Targeted Industry Deployments
Global hardware developers and component procurement managers integrate our industrial-grade CR-P2 across four primary technical verticals:
Utilities, Smart Cities & Data Protection
Smart Meters & Temperature Monitors: Fueling long-life intelligent municipal gas, water, and heat utility meters alongside remote environmental data loggers.
Memory & Data Backup Power: Securing critical configuration records, non-volatile SRAM files, and register tables in industrial programmable logic controllers (PLCs).
Clock Power Supply: Ensuring continuous precision for real-time clocks (RTC) on enterprise computing mainboards during prolonged main facility blackouts.
Automated Instrumentation Equipment: Serving as the internal power source for handheld calibration gauges, digital flow meters, and smart testing metrics systems.
Subsurface, Marine Exploration & Safety
Petroleum Oil Wells: Powering subsurface data logging instruments and drill string telemetry sensors subjected to high deep-earth thermal profiles.
Marine Telemetry Systems: Serving as the primary power cell for offshore oceanographic data buoys, tidal recorders, and sonar tracking arrays.
Marine Lifesaving Systems: Energizing safety-critical assets like emergency distress beacons, life jacket strobe locators, and survival raft transponders.
Automotive, Fleet Logistics & Telematics
Tire Pressure Monitoring Systems (TPMS): Withstanding heavy continuous centrifugal force, mechanical shock, and rapid pavement heat inside commercial vehicle wheels.
Positioning & Location Devices: Providing a rugged, stable power baseline for high-accuracy cellular GPS tracking modules mounted on freight containers and vehicle fleets.
Wireless Communication Infrastructure: Fueling remote mesh network nodes, RF transceivers, and emergency telemetry relays.
Commercial Security, Medical Tech & Professional Optics
Security Alarms: Fueling commercial wireless passive infrared (PIR) motion sensors, glass-break detectors, entry sensors, and automated facility sirens.
Medical Devices: Delivering dependable, stable power loops for portable diagnostic instruments, clinical field monitors, and portable laboratory tools.
High-Intensity Flashlights & Digital Cameras: Supplying rapid energy recycling and consistent current for tactical flashlights, target illumination gear, aiming optics, and professional digital imaging hardware.
Why Partner With Us for Volume CR-P2 Procurement?
As a dedicated component manufacturer, we match strict industrial production tolerances with predictable global supply chains.
Rigorous Quality Assurance Validation: Every batch undergoes 100% automated inspection for open-circuit voltage (OCV), closed-circuit load performance (CCV), and environmental leak resistance under UN38.3, RoHS, CE, and UL1642 safety parameters.
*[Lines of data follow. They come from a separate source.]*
PR #2051, opened 2023-11-16
Introduce a limit of collected items

jan-cerny:
This PR introduces possibility to set a limit of items collected by probes.
If a single OVAL object matches more than given limit, we will stop collecting these items and mark the object as incomplete.

Users will set the limit by defining the `OSCAP_PROBE_MAX_COLLECTED_ITEMS` environment variable.
By default, the limit isn't set which means the probes will collect all the items matching the evaluated OVAL object.

Setting this limit can be useful in some situations in which the produced results are too large and cause memory problems or inability to generate the HTML report.

Related to: https://issues.redhat.com/browse/RHEL-11925, https://issues.redhat.com/browse/RHEL-4141

This change isn't a silver solution of these tickets. It's rather one of the measures that could improve our situation in combination with other measures both on the scanner and on the content side.


evgenyz:
This won't fix the original problem (XSLT will still have problems if OVAL author concatenates multiple results), and on top of that it will introduce failing tests where HTML is not rendered at all (OCP4 Compliance Operator).

In my opinion a correct fix would modify XSLT template or, at least, limit amount of **rendered** objects.

evgenyz:
Even if this functionality could be useful for someone in some cases, I'm strongly against putting it as a default behavior: OVAL does not define any kind of limit, which makes this an extremely unexpected feature without a control knob.

src/OVAL/probes/probe/icache.c
```diff
@@ -39,11 +39,14 @@
 #include "probe-api.h"
 #include "common/debug_priv.h"
 #include "common/memusage.h"
+#include "oscap_helpers.h"
 
 #include "probe.h"
 #include "icache.h"
 #include "_sexp-ID.h"
 
+#define PROBE_ITEM_COLLECT_MAX 1000
```
marcusburghardt, line 48: Here was used `1.000` but in the commit description is mentioned `10.000`. Also, do you have information about how much memory one item consumes? I would like to understand how this proposed limit was calculated.

jan-cerny:
> This won't fix the original problem (XSLT will still have problems if OVAL author concatenates multiple results), and on top of that it will introduce failing tests where HTML is not rendered at all (OCP4 Compliance Operator).

My understanding of the original problem in https://issues.redhat.com/browse/RHEL-11925 is that the ARF tree produced by oscap which is the input of the XSLT template is so huge that libxslt has problems processing it.

I think that introducing a limit for the collected items will directly reduce the size of the produced ARF, so it will lower the chance that libxslt won't be able to process the tree.

You're right that it won't exactly fix the problem, It also doesn't aim to fix it by this PR, but the aim is to mitigate it or make it happening less often. We're running multiple efforts that could improve the situation when applied together, eg. #2052, changes of well-known rules in ComplianceAsCode/content.

I agree with you that XSLT will still have problems if OVAL definition uses multiple objects that lead to a large item collection. In that situation, I think having the limit still could help mitigate the issue. For example, if a definition contains 3 objects and each of them corresponds to 100000 items, then we would have 300000 items if no limit is in place but only 3000 items if there is a limit 1000 per object. Another aspect is the evaluated XCCDF profile and the amount of XCCDF rules in the profile and the nature of their individual OVAL checks. If we have a "bad chance" and we have many rules with these OVAL objects, the output will be reduced but it won't be sufficient. A different solution would be a global limit, ie. limit that doesn't apply per object but on the whole evaluation run.

Regarding the introduction of failing tests, I believe it depends on how specific OVAL definition is constructed. Can you elaborate on what you have in mind?

> 
> In my opinion a correct fix would modify XSLT template or, at least, limit amount of **rendered** objects.

The amount of rendered items in HTML report is limited to 100 items per OVAL object. See

https://github.com/OpenSCAP/openscap/blob/c27e1085a3e211ffca970c475e880952f2207c5f/xsl/xccdf-report-oval-details.xsl#L105-L119


> Even if this functionality could be useful for someone in some cases, I'm strongly against putting it as a default behavior: OVAL does not define any kind of limit, which makes this an extremely unexpected feature without a control knob.

I really like the idea to make the limit configurable in run time, eg. by command line option.

evgenyz:
> Regarding the introduction of failing tests, I believe it depends on how specific OVAL definition is constructed. Can you elaborate on what you have in mind?

OCP Compliance Operator (for example) does not render HTML and does not care about XSLT problems. If this feature will be enabled by default OCP evaluation results could become incomplete instead of passing.
 
> > In my opinion a correct fix would modify XSLT template or, at least, limit amount of **rendered** objects.
> 
> The amount of rendered items in HTML report is limited to 100 items per OVAL object. See
> 
> https://github.com/OpenSCAP/openscap/blob/c27e1085a3e211ffca970c475e880952f2207c5f/xsl/xccdf-report-oval-details.xsl#L105-L119

What I mean here is to try and throw out elements from the tree before trying to render them with XSLT instead of not collecting them at all. With this approach the ARF and XCCDF results would stay correct.
 
> > Even if this functionality could be useful for someone in some cases, I'm strongly against putting it as a default behavior: OVAL does not define any kind of limit, which makes this an extremely unexpected feature without a control knob.
> 
> I really like the idea to make the limit configurable in run time, eg. by command line option.

Could it be better to actually use `OSCAP_PROBE_MAX_COLLECTED_OBJECTS` env. variable (or smth like that)? This is the way we usually influence the behaviour of OVAL probes.

evgenyz:
@jan-cerny We do have quite a lot of env. variables that could affect oscap behavior. What do you think about having a special section somewhere in the main module, that would print all of them on some debug level? It might be useful to know all the input just from the log, without asking extra questions. The same, actually, goes for the command line arguments.

jan-cerny:
@evgenyz Yes, great idea! I believe it would be useful especially if the log output is attached to bug reports. Can you create a ticket for that?

jan-cerny:
I think the fail on Rawhide is caused by removal of xmlParseMemory from libxml2, I have found this thread: https://lists.fedoraproject.org/archives/list/devel@lists.fedoraproject.org/thread/AI7QXMRXYQ3KAZTLIGICEX6YHFTM5RBR/

jan-cerny:
> What I mean here is to try and throw out elements from the tree before trying to render them with XSLT instead of not collecting them at all. With this approach the ARF and XCCDF results would stay correct.

I think removing elements from ARF before passing the ARF to XSLT would be in practice implemented by XSLT or a combination of XPath and DOM operations. I can imagine that this approach could lead a similar problem with memory issues.

Currently, OpenSCAP internally creates an ARF XML tree, applies XSLT on that to create HTML report, saves the HTML to a file and then saves the ARF file.

I think we can easily limit the amount of the items in the ARF during the serialization into OVAL results DOM. I look into that and it could be done by modifying `oval_syschar_model_to_dom` and `oval_syschar_to_dom`. See `/src/OVAL/oval_sysModel.c` around line 360.  Due to the way how it works now it would cause a problem that also ARF file would be incomplete, which you probably don't want. But we can avoid it by creating a dedicated  ARF tree just for the purpose of HTML creation, ie. first a full ARF tree would be created and saved to file and then another tree with reduced items would be created passed to XSLT to create a HTML output.

jan-cerny:
I have added a option to configure this using an environment variable `OSCAP_PROBE_MAX_COLLECTED_ITEMS`.

I also have extracted the proposal by @evgenyz  from here to https://github.com/OpenSCAP/openscap/issues/2058.

jan-cerny:
The CI fail on Rawhide is tracked in https://github.com/OpenSCAP/openscap/issues/2059 and isn't caused by the contents of PR.

src/OVAL/probes/probe/icache.c
```diff
@@ -528,6 +529,31 @@ static int probe_cobj_memcheck(size_t item_cnt, double max_ratio)
 	return (0);
 }
 
+static int _mark_collected_object_as_incomplete(struct probe_ctx *ctx, const char *message)
+{
+
```
evgenyz, line 534: Redundant \n

evgenyz (approved):
The implementation is sound from my PoV. Just a couple of notes regarding style and names.

jan-cerny:
I have removed empty line and renamed "memory" directory to "probe_behavior".

evgenyz (approved):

Customization Capabilities: We can customize packaging markers, lead attachments, or branding wrappers based directly on your corporate OEM requirement specifications.
Scalable Bulk Logistic Chains: Shipped in specialized anti-static industrial packaging designed to prevent short circuits during shipping, optimized for rapid unpacking on automated factory floors.
Frequently Asked Questions
Q1: Can a CR-P2 battery pack be recharged?
A: No. The CR-P2 is a primary (single-use) lithium manganese dioxide battery. It cannot be safely recharged. Attempting to force current into this pack will break down the internal hermetic cell seals, leading to electrolyte leakage, internal short circuits, or thermal runaway.
Q2: What is the main structural advantage of using a CR-P2 block over two separate CR123A batteries?
A: While a CR-P2 structurally contains two CR123A cell equivalents wired in series, the outer polymer housing keys the battery compartment to prevent reverse-polarity insertion by field technicians. Additionally, the pre-welded internal series connection avoids common contact resistance issues caused by vibration or terminal oxidation over a 10-year field lifespan.
Q3: How does the ≤2% annual self-discharge rate protect data loggers and memory backup systems?
A: Industrial data loggers and memory backup circuits spend up to 99% of their operational lifecycles in deep sleep mode, drawing micro-amps and waking up for mere milliseconds to log or transmit data. A self-discharge rate of ≤2% ensures that the battery’s energy is preserved for actual device operations over a span of up to 10 years, rather than wasting away internally.